═══ Data records ═══

PR #280, opened 2020-06-16
Enables howdoi command

### LINKED ISSUE #279: howdoi use howdoi
Sometimes `howdoi` just works. Other times you need to phrase your question in a different way, or ask for more answers, or look at the entire stackoverflow answer, or get a link and check it out yourself. 

It might be worth augmenting the README to explain some howdoi best practices. 

My usual practice is:
- `howdoi foo`
- `howdoi foo -a` (to read the entire answer)
- `howdoi foo -n3` (to get a couple more answers in case the first wasn't the best)
- `howdoi foo -l | xargs open` (to open the stack overflow page and read it)

Perhaps a simple guide would be helpful for new users.

tayoogunbiyi:
This pull request allows users to type the command `howdoi use howdoi` and see a useful message containing commonly used howdoi commands. 

Fixes #279


README.rst
```diff
@@ -72,6 +72,20 @@ or
...
+::
+
+    howdoi use howdoi
+
+or
+
+::
+
+    howdoi howdoi
+
```
gmelodie, line 88: I feel like we should also add the output of the command here.

howdoi/howdoi.py
```diff
@@ -96,6 +96,8 @@ def _print_dbg(x): print("[DEBUG] " + x)  # noqa: E302
 CACHE_DIR = appdirs.user_cache_dir('howdoi')
 CACHE_ENTRY_MAX = 128
 
+SUPPORTED_HELP_QUERIES = ['use howdoi','howdoi']
```
gmelodie, line 99: If I call the `howdoi` function passing only "howdoi" or "use howdoi" it works, but if I pass "howdoi howdoi" or "howdoi use howdoi" it doesn't (it fetches stack overflow like any other query). I'd say it's better to include these cases as well.

howdoi/howdoi.py
```diff
@@ -381,6 +404,9 @@ def howdoi(raw_query):
     args['query'] = ' '.join(args['query']).replace('?', '')
     cache_key = str(args)
 
+    if _is_help_query(args['query']):
+        return _get_help_instructions() + '\n'
```
gmelodie, line 408: Maybe add the newline within the `_get_help_instructions` function

tayoogunbiyi:
@gmelodie thanks. Would look into these comments and address them

howdoi/howdoi.py
tayoogunbiyi: > If I call the `howdoi` function passing only "howdoi" or "use howdoi" it works, but if I pass "howdoi howdoi" or "howdoi use howdoi" it doesn't (it fetches stack overflow like any other query). I'd say it's better to include these cases as well.

Hm. Makes sense. I’d just extend the queries supported to include these

README.rst
```diff
@@ -72,6 +72,20 @@ or
 
     python setup.py install
 
+
+New to howdoi ? 
+----------------
+
+::
+
+    howdoi use howdoi
```
gleitz, line 81: maybe just howdoi howdoi. we can support all the different variants but this one is the shortest, and also the funniest.

howdoi/howdoi.py
```diff
@@ -341,9 +346,8 @@ def _get_instructions(args):
 
     answers = []
     initial_position = args['pos']
-    spliter_length = 80
-    answer_spliter = '\n' + '=' * spliter_length + '\n\n'
-
+    answer_spliter = build_splitter('=',80)
```
gleitz, line 349: Please run `flake8` on this file as there are a couple errors. Needs a space after the comma, and also two lines before each function.

howdoi/howdoi.py
gleitz: `howdoi run howdoi`
`howdoi do howdoi`

howdoi/howdoi.py
```diff
@@ -372,6 +376,25 @@ def _clear_cache():
     return cache.clear()
 
 
+def _is_help_query(query: str):
+    return any(
+            [   query.lower() == help_query for help_query in SUPPORTED_HELP_QUERIES]
```
gleitz, line 381: This could probably be a one-liner. I think it's easy enough to read.

howdoi/howdoi.py
```diff
@@ -372,6 +376,25 @@ def _clear_cache():
...
+            )
+
+
+def _get_help_instructions():
+    instruction_splitter = build_splitter(' ',60)
+    answer = [
+        'Here are a few popular howdoi commands ',
+        '>>> howdoi foo (default query)',
```
gleitz, line 389: rather than `foo`, let's use a real query so folks can follow along at home :) Ideally something that has multiple good answers so -n3 will work well.

howdoi/howdoi.py
```diff
@@ -372,6 +376,25 @@ def _clear_cache():
...
+        '>>> howdoi foo -a (read entire answer)',
+        '>>> howdoi foo -n [number] (retrieve n number of answers)',
+        '>>> howdoi foo -l (display only a link to where the answer is gotten from',
```
gleitz, line 392: Remove "gotten"

test_howdoi.py
```diff
@@ -166,7 +167,24 @@ def test_get_questions(self):
...
         self.assertSequenceEqual(actual_output, expected_output)
-
+    
+    def test_help_queries(self):
+        help_queries =  self.help_queries
+
+        for query in help_queries:
+            output = self.call_howdoi(query)
+            self.assertTrue(output)
+            assert 'retrieve n number of answers' in output
```
gleitz, line 177: I think `self.assertTrue` might be better than simply `assert`, because the former is part of the `unittest` framework.

test_howdoi.py
```diff
@@ -166,7 +167,24 @@ def test_get_questions(self):
...
+            assert 'Specify the search engine you want to use e.g google,bing,duckduckgo' in output
+    def test_help_queries_are_properly_validated(self):
```
gleitz, line 179: Be sure to also run flake8 over this file

howdoi/howdoi.py
tayoogunbiyi: There are just so many possible cases in terms of input commands intended to be query commands. For now, the commands I to the `supported_help_queries` are 
`['use howdoi','howdoi','run howdoi','do howdoi','howdoi howdoi','howdoi use howdoi']`

tayoogunbiyi:
I applied the changes as requested with a few flake8 compliance changes also @gleitz @gmelodie

howdoi/howdoi.py
```diff
@@ -49,6 +49,8 @@ def u(x):
 
 # rudimentary standardized 3-level log output
 def _print_err(x): print("[ERROR] " + x)
+
+
```
gmelodie, line 53: :bike: I guess you could trim one of the two newlines

main.py
```diff
@@ -0,0 +1,44 @@
...
+        '>>> howdoi {} -n [number] (retrieve n number of answers)',
+        '>>> howdoi {} -l (display only a link to where the answer is gotten from',
+        '>>> howdoi {} -c (Add colors to the output)',
+        '>>> howdoi {} -e (Specify the search engine you want to use e.g google,bing,duckduckgo)'
+        ]
+    
+    instructions = map(lambda s: s.format(query),instructions)
+
+    return instruction_splitter.join(instructions)
+
```
gmelodie, line 42: :bike: Same as above, I guess you can trim one line here :scissors:

howdoi/howdoi.py
```diff
@@ -397,17 +430,20 @@ def howdoi(raw_query):
 
 
 def get_parser():
-    parser = argparse.ArgumentParser(description='instant coding answers via the command line')
+    parser = argparse.ArgumentParser(
+        description='instant coding answers via the command line')
```
gleitz, line 434: There's no need to break this line. We are using 119 length as the max https://github.com/gleitz/howdoi/blob/master/.pylintrc#L321

howdoi/howdoi.py
```diff
@@ -397,17 +430,20 @@ def howdoi(raw_query):
...
     parser.add_argument('query', metavar='QUERY', type=str, nargs='*',
                         help='the question to answer')
-    parser.add_argument('-p', '--pos', help='select answer in specified position (default: 1)', default=1, type=int)
```
gleitz, line 403: Again, no need to break this line.

howdoi/howdoi.py
```diff
@@ -397,17 +430,20 @@ def howdoi(raw_query):
...
+        '-p', '--pos', help='select answer in specified position (default: 1)', default=1, type=int)
     parser.add_argument('-a', '--all', help='display the full text of the answer',
                         action='store_true')
     parser.add_argument('-l', '--link', help='display only the answer link',
                         action='store_true')
     parser.add_argument('-c', '--color', help='enable colorized output',
                         action='store_true')
-    parser.add_argument('-n', '--num-answers', help='number of answers to return', default=1, type=int)
+    parser.add_argument('-n', '--num-answers',
+                        help='number of answers to return', default=1, type=int)
```
gleitz, line 446: Don't need to break this either

howdoi/howdoi.py
```diff
@@ -441,7 +477,8 @@ def command_line_runner():
         args['color'] = True
 
     if not args['search_engine'] in SUPPORTED_SEARCH_ENGINES:
-        _print_err('Unsupported engine.\nThe supported engines are: %s' % ', '.join(SUPPORTED_SEARCH_ENGINES))
+        _print_err('Unsupported engine.\nThe supported engines are: %s' %
```
gleitz, line 480: No line break

test_howdoi.py
```diff
@@ -80,12 +81,14 @@ def test_answers_duckduckgo(self):
     def test_answer_links_using_l_option(self):
         for query in self.queries:
             response = self.call_howdoi(query + ' -l')
-            self.assertNotEqual(re.match('http.?://.*questions/\d.*', response, re.DOTALL), None)
+            self.assertNotEqual(
```
gleitz, line 84: No break

test_howdoi.py
```diff
@@ -80,12 +81,14 @@ def test_answers_duckduckgo(self):
...
+                re.match('http.?://.*questions/\d.*', response, re.DOTALL), None)
 
     def test_answer_links_using_all_option(self):
         for query in self.queries:
             response = self.call_howdoi(query + ' -a')
-            self.assertNotEqual(re.match('.*http.?://.*questions/\d.*', response, re.DOTALL), None)
+            self.assertNotEqual(
```
gleitz, line 90: No break

test_howdoi.py
```diff
@@ -98,7 +101,8 @@ def test_all_text(self):
         first_answer = self.call_howdoi(query)
         second_answer = self.call_howdoi(query + ' -a')
         self.assertNotEqual(first_answer, second_answer)
-        self.assertNotEqual(re.match('.*Answer from http.?://.*', second_answer, re.DOTALL), None)
+        self.assertNotEqual(
```
gleitz, line 104: No break

main.py
```diff
@@ -0,0 +1,44 @@
+# import os,time
```
gleitz, line 1: What is the purpose of this file?

tayoogunbiyi: this file shouldn't be here. my bad.

gleitz:
Looking great. Excellent work @tayoogunbiyi!

tayoogunbiyi:
> Looking great. Excellent work @tayoogunbiyi!

thanks!

PR #281, opened 2020-06-16
VS Code extensions version 1.0

diarreola:
Completed the first versions of the VS code extension.


diarreola:
@gleitz Can we publish the first version of the extension once you give us the ok?

gleitz:
Thanks. Would you please ignore the node_modules directory from git so this is a little easier to review?

diarreola:
of course!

═══

Say, as a number only, how many lines of the data contain "doesn".

2